Andréanne Larouche, députée de Shefford.
Andréanne Larouche, députée de Shefford.

Andréanne Larouche se prépare déjà pour l’après-crise

Billie-Anne Leduc
Billie-Anne Leduc
La Voix de l'Est
Alors que débute graduellement le déconfinement au Québec, la députée fédérale de Shefford, Andréanne Larouche, se prépare à l’après-crise. Dès la semaine prochaine, Mme Larouche lancera d’ailleurs une série de consultations virtuelles avec ses collègues porte-paroles et les élus des municipalités de sa circonscription.

«La semaine prochaine, j’invite les maires et les directeurs généraux des municipalités de Shefford, en compagnie de mon collègue Xavier Barsalou-Duval, porte-parole en matière d’Infrastructures, à échanger sur leurs besoins dans ce domaine dans une perspective de sortie de crise et de relance économique. Il faudra voir comment les programmes fédéraux pourront s’adapter à leurs nouvelles réalités», indique la députée du Bloc québécois.

Parallèlement à ces consultations, Andréanne Larouche participera, la semaine prochaine, à une rencontre avec des groupes d’aînés de la région du Saguenay-Lac-Saint-Jean pour échanger avec eux sur les enjeux qui les touchent, répondant ainsi à l’invitation de ses collègues, Alexis Brunelle-Duceppe, député de Lac-Saint-Jean, et Mario Simard, député de Jonquière.

En mode solutions

Depuis le début de la crise, la députée du Bloc québécois a beaucoup travaillé sur des dossiers de rapatriement de citoyens de la région, et a entre autres géré des urgences liées aux effets sanitaires et économiques dus au confinement.
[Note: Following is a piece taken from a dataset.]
PR #1418, opened 2020-11-27
Texture supports continuous update from HTMLVideoElement

Pessimistress:
The Texture class docs claim that it continuously updates if `HTMLVideoElement` is supplied, while in fact it doesn't.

De plus, elle a participé à différentes rencontres avec des élus de la Montégérie, de la Haute-Yamaska et de l’Estrie, et a pris connaissance des préoccupations des trois MRC sur son territoire.
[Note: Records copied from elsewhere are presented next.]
PR #1449, opened 2021-02-05
Fix shader module injection order

Pessimistress:
For https://github.com/visgl/deck.gl/issues/5436

When normalizing a shader module, `injection.order` is not populated, breaking the injection sorting here:

https://github.com/visgl/luma.gl/blob/784b4def3ba0ad375991481d092cf324e22e0aa3/modules/shadertools/src/lib/assemble-shaders.js#L233

#### Change List
- Assign default injection order
- Tests

### DIFF
--- a/modules/shadertools/src/lib/shader-module.js
+++ b/modules/shadertools/src/lib/shader-module.js
@@ -144,6 +144,7 @@ function normalizeInjections(injections) {
 
     if (typeof injection === 'string') {
       injection = {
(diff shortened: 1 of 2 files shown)


ibgreen (approved):
Good fix. 

I suppose some judicious use of JSDoc types could haven tightened things up here. The typescript conversion effort was too big, had to focus on the surface types, didn't reach this far into the code...

PR #1881, opened 2023-12-14
Restore FP64 arithmetic tests

donmccurdy:
Restores FP64 arithmetic tests, which previously bailed out with `TransformFeedback.isSupported()` hard-coded to `false` during v9 API development. With TransformFeedback working, and a minimum Transform implementation in #1879, we can run the FP64 tests again and they'll pass in CI (Linux, Vulkan, unknown GPU).

Many tests still fail on Apple GPUs, and the `invariant` workaround unfortunately hasn't solved that issue, on my machine at least. For now I've enabled FP64 tests for Apple devices on the cases that do pass.

### DIFF
--- a/modules/engine/src/transform/transform.ts
+++ b/modules/engine/src/transform/transform.ts
@@ -14,12 +14,12 @@ export type TransformProps = {
   vs?: string;
   fs?: string;
   vertexCount?: number;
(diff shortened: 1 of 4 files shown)


donmccurdy:
Merging into the `transform` branch.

«Beaucoup de questions demeurent concernant l’après-crise de la part des élus. Ensemble, je veux qu’on trouve des solutions, qu’on amène des idées, le plus tôt possible. C’est notre rôle.»

D’ailleurs, Mme Larouche réfléchit à des moyens de garder le contact avec la population, puisqu’elle ne peut plus effectuer de tournée des élus, ni de rencontres physiques de groupes culturels et communautaires. C’est une grande partie de son rôle qui est donc à revoir. Pour l’instant, un contact physique entre les citoyens et elle n’est pas possible, ainsi elle mise sur les consultations virtuelles.
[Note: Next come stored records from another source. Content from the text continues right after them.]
PR #1883, opened 2023-12-15
Move 'transform-feedback' example out of WIP, fix errors

donmccurdy:
Fixes the `transform-feedback` example. Some cleanup still needed. Like #1879, I'm relying on an extra buffer instead of reading/writing the same buffer, and I'm not sure how to avoid that yet. The 'swap' implementation is more verbose than in v8, I'll wait for other ideas on the API to fix that.

https://github.com/visgl/luma.gl/assets/1848368/c0447fcb-13ea-4c9e-9681-0ec276a863a1

Related:

- https://github.com/visgl/luma.gl/pull/1879


donmccurdy:
Marking as 'ready for review' just in a general aim to move more code out of WIP into a stable folder, but clearly there are some non-ideal things still in this PR:

- requires separate read/write buffers which could be consolidated
- swap() implementation is verbose
- final Transform API for v9 is still TBD

ibgreen (approved):
Thanks. This used to be part of the tutorials I think, but since TransformFeedback is webgl specific better to keep it in another section, maybe API, maybe `webgl`

This also affects the transform feedback tutorial page in the docs folder.

If you are interested in adding to the to the website, build the website (cd website; yarn; yarn start) and make sure it shows up in the right place and the tutorial pages work. That could be a separate PR of course.

donmccurdy:
I've assumed we intend the `Transform` class to be platform-independent, and (aside from one bit of API leakage) the example doesn't touch `TransformFeedback` directly. Maybe it'd make sense to keep this in `example/api`, but rename it something that isn't WebGL-related, like `transform/` or `buffer-transitions/`?

ibgreen:
> I've assumed we intend the Transform class to be platform-independent

That would be great, but I felt that first we have to create a computeShader variant for WebGPU and see how that looks. Until then it is hard to say how a portable API would look, or if making Transform portable truly makes sense. 

Transform class accept code snippets I think, which might be very different.

Also computeShaders can e.g. do random access on memory through storage buffers which could lead to very different programming patterns from per-row attribute -> attribute processing.

donmccurdy:
Hmmm good points. So for v9.0 I'm looking at splitting BufferTransform / TextureTransform as two (immediately deprecated) classes we'd replace in v9.1. Given that they're temporary, and only nominally WebGL-agnostic... maybe we'll put this in a `webgl` folder but keep it out of the website for now?

ibgreen:
> as two (immediately deprecated) classes we'd replace in v9.1.

Well, we can always "un-deprecate" them in 9.1, should they grow on us. 

It is just one of our mechanisms for signaling that we are not sure. We can also export with leading underscores etc.

ibgreen:
> maybe we'll put this in a webgl folder but keep it out of the website for now?

That is reasonable.

donmccurdy:
> [!WARNING]
> <b>This pull request is not mergeable via GitHub because a downstack PR is open. Once all requirements are satisfied, merge this PR as a stack <a href="https://app.graphite.dev/github/pr/visgl/luma.gl/1883?utm_source=stack-comment-downstack-mergeability-warning" >on Graphite</a>.</b>
> <a href="https://graphite.dev/docs/merge-pull-requests">Learn more</a>

* `master`
  * **PR #1904** <a href="https://app.graphite.dev/github/pr/visgl/luma.gl/1904?utm_source=stack-comment-icon" target="_blank">Graphite</a> 
    * **PR #1896** <a href="https://app.graphite.dev/github/pr/visgl/luma.gl/1896?utm_source=stack-comment-icon" target="_blank">Graphite</a> 
      * **PR #1883** <a href="https://app.graphite.dev/github/pr/visgl/luma.gl/1883?utm_source=stack-comment-icon" target="_blank">Graphite</a>  👈

This [stack of pull requests](https://stacking.dev/?utm_source=stack-comment) is managed by [Graphite](https://app.graphite.dev/github/pr/visgl/luma.gl/1883?utm_source=stack-comment).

Industrie culturelle et touristique

La députée de Shefford est consciente que beaucoup d’inquiétude perdure dans la région concernant l’industrie touristique et culturelle. «Shefford est un gros joueur de l’industrie touristique, reconnaît Mme Larouche. Comme on n’a pas d’échéancier pour eux ni de programme économique spécifique, c’est plus difficile.»

Andréanne Larouche s’inquiète des retards qui se font sentir dans le déploiement des moyens qui seront mis à la disposition du milieu communautaire et culturel pour relancer la communauté et ses organismes.

«Après avoir déployé des mesures d’urgence pour les individus et les entreprises, il est grandement temps de s’attarder davantage à celles qui attendent encore de l’aide concrète et aux organismes qui seront toujours des acteurs importants dans notre quotidien après la pandémie, alors que les besoins continueront de croître.»

Andréanne Larouche assure qu’elle et son équipe seront là pour répondre aux questions, pour soutenir et guider la population dans l’après-crise.

La députée espère tenir des rencontres, notamment avec ses homologues en matière de logements sociaux, de culture, de tourisme, de communication, d’agriculture et d’environnement, afin d’envisager la reprise de leurs activités de manière efficace et de déployer les ressources nécessaires afin d’aider le plus grand nombre de personnes vulnérables dans le besoin.